-- Working data follows --

PR #661, opened 2020-12-21
Restructure mitigations section of user guide

riedgar-ms:
The Mitigations section of the user guide is growing rapidly, so put it into its own directory and split into separate files. These are brought in using the `.. include::` directive, and have an `.inc` suffix to avoid double processing.

Also fix some capitalisation issues noted on other PRs.


docs/quickstart.rst
```diff
@@ -172,10 +172,10 @@ while specifying an appropriate fairness constraint. Note that the choice of
 fairness constraints is crucial for the resulting model, and varies based on
 application context. If selection rate is highly relevant for fairness in this
 contrived example, we can attempt to mitigate the observed disparity using the
-corresponding fairness constraint called Demographic Parity. In real world
+corresponding fairness constraint called demographic parity. In real world
```
riedgar-ms, line 175: With apologies to @romanlutz 's teutonic sensibilities ;-)

docs/user_guide/index.rst
```diff
@@ -9,6 +9,6 @@ User Guide
 
    fairness_in_machine_learning
    assessment
-   mitigation
+   mitigation/index
```
romanlutz, line 12: Out of curiosity: will this wreak havoc with multi-version?

docs/user_guide/mitigation/index.rst
```diff
@@ -0,0 +1,81 @@
+.. _mitigation:
```
romanlutz, line 1: Any changes here or just copy-paste?

docs/user_guide/mitigation/index.rst
```diff
@@ -0,0 +1,81 @@
...
+   :code:`predict` method on identical data. For each of our algorithms, we provide
+   explicit access to the probability distribution used for randomization.
+
+
+.. include:: reductions.inc
+.. include:: postprocessing.inc
+
+.. topic:: References:
+
+   .. [#1] Agarwal, Dudik, Wu `"Fair Regression: Quantitative Definitions and
```
romanlutz, line 70: Can these still be referenced from the `.inc` files?

docs/user_guide/mitigation/postprocessing.inc
```diff
@@ -0,0 +1,6 @@
+.. _postprocessing:
+
+Postprocessing
+--------------
+
+.. currentmodule:: fairlearn.postprocessing
```
romanlutz, line 6: I was shocked here that my user guide is gone until I realized that the PR hasn't been completed yet. We should  get to that as well.

docs/user_guide/index.rst
riedgar-ms: It will mean that users can't just click between versions, since the files will have moved.

docs/user_guide/mitigation/index.rst
riedgar-ms: Should just be copy-pasting into three separate files.

docs/user_guide/index.rst
adrinjalali: as long as we have _a_ copy of the docs for each version, I don't think we should worry about how users can find a file in different versions.

PR #563, opened 2020-08-20
Regression branch leijie

Acornagain:
Add CDF_DemographicParity and other relevant components to the fairlearn library.

PR #662, opened 2020-12-21
Ensure Reductions can be pickled

### LINKED ISSUE #569: Picklable objects (currently throws an error)
```python
from sklearn.tree import DecisionTreeClassifier
from fairlearn.reductions import TruePositiveRateDifference, ExponentiatedGradient
clf = ExponentiatedGradient(DecisionTreeClassifier(), TruePositiveRateDifference())
clf.fit(X, y, sensitive_features=A)

import joblib
joblib.dump(clf, 'file.pkl')

# or
# import pickle; pickle.dumps(clf)
```
Throws the error: ```AttributeError: Can't pickle local object '_Lagrangian.best_h.<locals>.h'```

I'd like to be able to pickle a fitted classifier/reductions object, or persist it in some other way.
I have searched the API docs and this doesn't seem to be a feature.

#### Additional context
It seems that the problem is some object that was defined locally and thus cannot be imported.
Maybe exposing this object in the package's namespace would be a solution (?)

riedgar-ms:
Move the inline function in `_Lagrangian.best_h()` into a new callable class, so that the object becomes pickable. Closes #569 .

Also add similar tests for `GridSearch` (which didn't actually suffer from the problem).


fairlearn/reductions/_exponentiated_gradient/_lagrangian.py
```diff
@@ -16,6 +16,19 @@
 logger = logging.getLogger(__name__)
 
 
+class _h:
```
romanlutz, line 19: @MiroDudik let's please find a slightly more descriptive name? :-)

fairlearn/reductions/_exponentiated_gradient/_lagrangian.py
```diff
@@ -16,6 +16,19 @@
...
+    def __init__(self, classifier):
+        self._classifier = classifier
+
+    def __call__(self, X):
```
romanlutz, line 23: It's always been sort of annoying that we don't call predict, but rather have a callable since it's inconsistent with scikit-learn. Maybe this is a good time to change that?

romanlutz: We're already storing the classifier so perhaps we don't need more?

riedgar-ms: That's a sentiment I have shared. This is a minimal change with the existing pattern, but.... I don't recall if there was a particular reason we kept to this when making all the other changes to ExpGrad.

romanlutz: For me, the issue was that I didn't quite have enough time to sort out everything I didn't like :-) This is definitely one of those. @MiroDudik may have thoughts.

MiroDudik:
Mhmm... can we do this after #563? Especially since `cloudpickle` work to mitigate #569?

fairlearn/reductions/_exponentiated_gradient/_lagrangian.py
adrinjalali: yeah by looking at the code, it doesn't seem like something we need.

adrinjalali (commented):
regarding the test files, it seems to me this is a good place to start a sort of a common test directory. We want all estimators to be pickleable, so we can put that under the common tests.

adrinjalali:
`clouldpickle` works, but there are issues with interoperability with dask and other backends which means joblib would still use pickle which means the cloudpickle trick is not relevant there. It's still nice to have the objects pickleable if possible. And this doesn't seem too hard here.

fairlearn/reductions/_exponentiated_gradient/_lagrangian.py
riedgar-ms: If the reasons for needing are only historical, I'll happily change it to passing an estimator.... @MiroDudik ?

MiroDudik:
> Mhmm... can we do this after #563? Especially since `cloudpickle` works to mitigate #569?

I have checked with @Acornagain and we'll try to get #563 in by the end of February. If it's still not in by the end of February, then you're free to merge this PR (and we'll incorporate those changes into #563).

hildeweerts:
The end of February has passed, are there still things that need to be resolved for this to be merged? @MiroDudik @riedgar-ms @adrinjalali @romanlutz

riedgar-ms:
As @hildeweerts points out, not mere February but the Ides of March have come and gone. I have just updated the name of the class I extracted to be a little more descriptive.

What do we want to do with this (particularly @MiroDudik )? I believe that this the smallest change to make things pickleable. However, as @romanlutz  and @adrinjalali  point out, should we be restructuring things so that this isn't needed at all?

adrinjalali:
I'd be happier with the little restructuring if it's not too hard.

riedgar-ms:
> I'd be happier with the little restructuring if it's not too hard.

I'd be happy to do that (although I wouldn't hold up v0.6.1 for it).... @MiroDudik this was your original pattern. Are you happy with me changing things around so that we pass the estimator, rather than a callable object? I'm not sure why it was done that way originally.

JorickvdHoeven:
Hi Everyone, cloudpickle is causing some frankly weird errors when we're migrating models built in OSX to Linux. It looks like this pull request will help mitigate that issue. What still needs to be done to merge it?

MiroDudik (approved):
This looks fine to me--just one suggestion re. changing the name of the helper class to make it less confusing.

MiroDudik:
@riedgar-ms are you unblocked on this?

MiroDudik:
This is now completed by #1167. Closing.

-- Working data concluded --

**Your task:**
What you output should match every line above exactly.

**Expected answer:**
PR #661, opened 2020-12-21
Restructure mitigations section of user guide

riedgar-ms:
The Mitigations section of the user guide is growing rapidly, so put it into its own directory and split into separate files. These are brought in using the `.. include::` directive, and have an `.inc` suffix to avoid double processing.

Also fix some capitalisation issues noted on other PRs.


docs/quickstart.rst
```diff
@@ -172,10 +172,10 @@ while specifying an appropriate fairness constraint. Note that the choice of
 fairness constraints is crucial for the resulting model, and varies based on
 application context. If selection rate is highly relevant for fairness in this
 contrived example, we can attempt to mitigate the observed disparity using the
-corresponding fairness constraint called Demographic Parity. In real world
+corresponding fairness constraint called demographic parity. In real world
```
riedgar-ms, line 175: With apologies to @romanlutz 's teutonic sensibilities ;-)

docs/user_guide/index.rst
```diff
@@ -9,6 +9,6 @@ User Guide
 
    fairness_in_machine_learning
    assessment
-   mitigation
+   mitigation/index
```
romanlutz, line 12: Out of curiosity: will this wreak havoc with multi-version?

docs/user_guide/mitigation/index.rst
```diff
@@ -0,0 +1,81 @@
+.. _mitigation:
```
romanlutz, line 1: Any changes here or just copy-paste?

docs/user_guide/mitigation/index.rst
```diff
@@ -0,0 +1,81 @@
...
+   :code:`predict` method on identical data. For each of our algorithms, we provide
+   explicit access to the probability distribution used for randomization.
+
+
+.. include:: reductions.inc
+.. include:: postprocessing.inc
+
+.. topic:: References:
+
+   .. [#1] Agarwal, Dudik, Wu `"Fair Regression: Quantitative Definitions and
```
romanlutz, line 70: Can these still be referenced from the `.inc` files?

docs/user_guide/mitigation/postprocessing.inc
```diff
@@ -0,0 +1,6 @@
+.. _postprocessing:
+
+Postprocessing
+--------------
+
+.. currentmodule:: fairlearn.postprocessing
```
romanlutz, line 6: I was shocked here that my user guide is gone until I realized that the PR hasn't been completed yet. We should  get to that as well.

docs/user_guide/index.rst
riedgar-ms: It will mean that users can't just click between versions, since the files will have moved.

docs/user_guide/mitigation/index.rst
riedgar-ms: Should just be copy-pasting into three separate files.

docs/user_guide/index.rst
adrinjalali: as long as we have _a_ copy of the docs for each version, I don't think we should worry about how users can find a file in different versions.

PR #563, opened 2020-08-20
Regression branch leijie

Acornagain:
Add CDF_DemographicParity and other relevant components to the fairlearn library.

PR #662, opened 2020-12-21
Ensure Reductions can be pickled

### LINKED ISSUE #569: Picklable objects (currently throws an error)
```python
from sklearn.tree import DecisionTreeClassifier
from fairlearn.reductions import TruePositiveRateDifference, ExponentiatedGradient
clf = ExponentiatedGradient(DecisionTreeClassifier(), TruePositiveRateDifference())
clf.fit(X, y, sensitive_features=A)

import joblib
joblib.dump(clf, 'file.pkl')

# or
# import pickle; pickle.dumps(clf)
```
Throws the error: ```AttributeError: Can't pickle local object '_Lagrangian.best_h.<locals>.h'```

I'd like to be able to pickle a fitted classifier/reductions object, or persist it in some other way.
I have searched the API docs and this doesn't seem to be a feature.

#### Additional context
It seems that the problem is some object that was defined locally and thus cannot be imported.
Maybe exposing this object in the package's namespace would be a solution (?)

riedgar-ms:
Move the inline function in `_Lagrangian.best_h()` into a new callable class, so that the object becomes pickable. Closes #569 .

Also add similar tests for `GridSearch` (which didn't actually suffer from the problem).


fairlearn/reductions/_exponentiated_gradient/_lagrangian.py
```diff
@@ -16,6 +16,19 @@
 logger = logging.getLogger(__name__)
 
 
+class _h:
```
romanlutz, line 19: @MiroDudik let's please find a slightly more descriptive name? :-)

fairlearn/reductions/_exponentiated_gradient/_lagrangian.py
```diff
@@ -16,6 +16,19 @@
...
+    def __init__(self, classifier):
+        self._classifier = classifier
+
+    def __call__(self, X):
```
romanlutz, line 23: It's always been sort of annoying that we don't call predict, but rather have a callable since it's inconsistent with scikit-learn. Maybe this is a good time to change that?

romanlutz: We're already storing the classifier so perhaps we don't need more?

riedgar-ms: That's a sentiment I have shared. This is a minimal change with the existing pattern, but.... I don't recall if there was a particular reason we kept to this when making all the other changes to ExpGrad.

romanlutz: For me, the issue was that I didn't quite have enough time to sort out everything I didn't like :-) This is definitely one of those. @MiroDudik may have thoughts.

MiroDudik:
Mhmm... can we do this after #563? Especially since `cloudpickle` work to mitigate #569?

fairlearn/reductions/_exponentiated_gradient/_lagrangian.py
adrinjalali: yeah by looking at the code, it doesn't seem like something we need.

adrinjalali (commented):
regarding the test files, it seems to me this is a good place to start a sort of a common test directory. We want all estimators to be pickleable, so we can put that under the common tests.

adrinjalali:
`clouldpickle` works, but there are issues with interoperability with dask and other backends which means joblib would still use pickle which means the cloudpickle trick is not relevant there. It's still nice to have the objects pickleable if possible. And this doesn't seem too hard here.

fairlearn/reductions/_exponentiated_gradient/_lagrangian.py
riedgar-ms: If the reasons for needing are only historical, I'll happily change it to passing an estimator.... @MiroDudik ?

MiroDudik:
> Mhmm... can we do this after #563? Especially since `cloudpickle` works to mitigate #569?

I have checked with @Acornagain and we'll try to get #563 in by the end of February. If it's still not in by the end of February, then you're free to merge this PR (and we'll incorporate those changes into #563).

hildeweerts:
The end of February has passed, are there still things that need to be resolved for this to be merged? @MiroDudik @riedgar-ms @adrinjalali @romanlutz

riedgar-ms:
As @hildeweerts points out, not mere February but the Ides of March have come and gone. I have just updated the name of the class I extracted to be a little more descriptive.

What do we want to do with this (particularly @MiroDudik )? I believe that this the smallest change to make things pickleable. However, as @romanlutz  and @adrinjalali  point out, should we be restructuring things so that this isn't needed at all?

adrinjalali:
I'd be happier with the little restructuring if it's not too hard.

riedgar-ms:
> I'd be happier with the little restructuring if it's not too hard.

I'd be happy to do that (although I wouldn't hold up v0.6.1 for it).... @MiroDudik this was your original pattern. Are you happy with me changing things around so that we pass the estimator, rather than a callable object? I'm not sure why it was done that way originally.

JorickvdHoeven:
Hi Everyone, cloudpickle is causing some frankly weird errors when we're migrating models built in OSX to Linux. It looks like this pull request will help mitigate that issue. What still needs to be done to merge it?

MiroDudik (approved):
This looks fine to me--just one suggestion re. changing the name of the helper class to make it less confusing.

MiroDudik:
@riedgar-ms are you unblocked on this?

MiroDudik:
This is now completed by #1167. Closing.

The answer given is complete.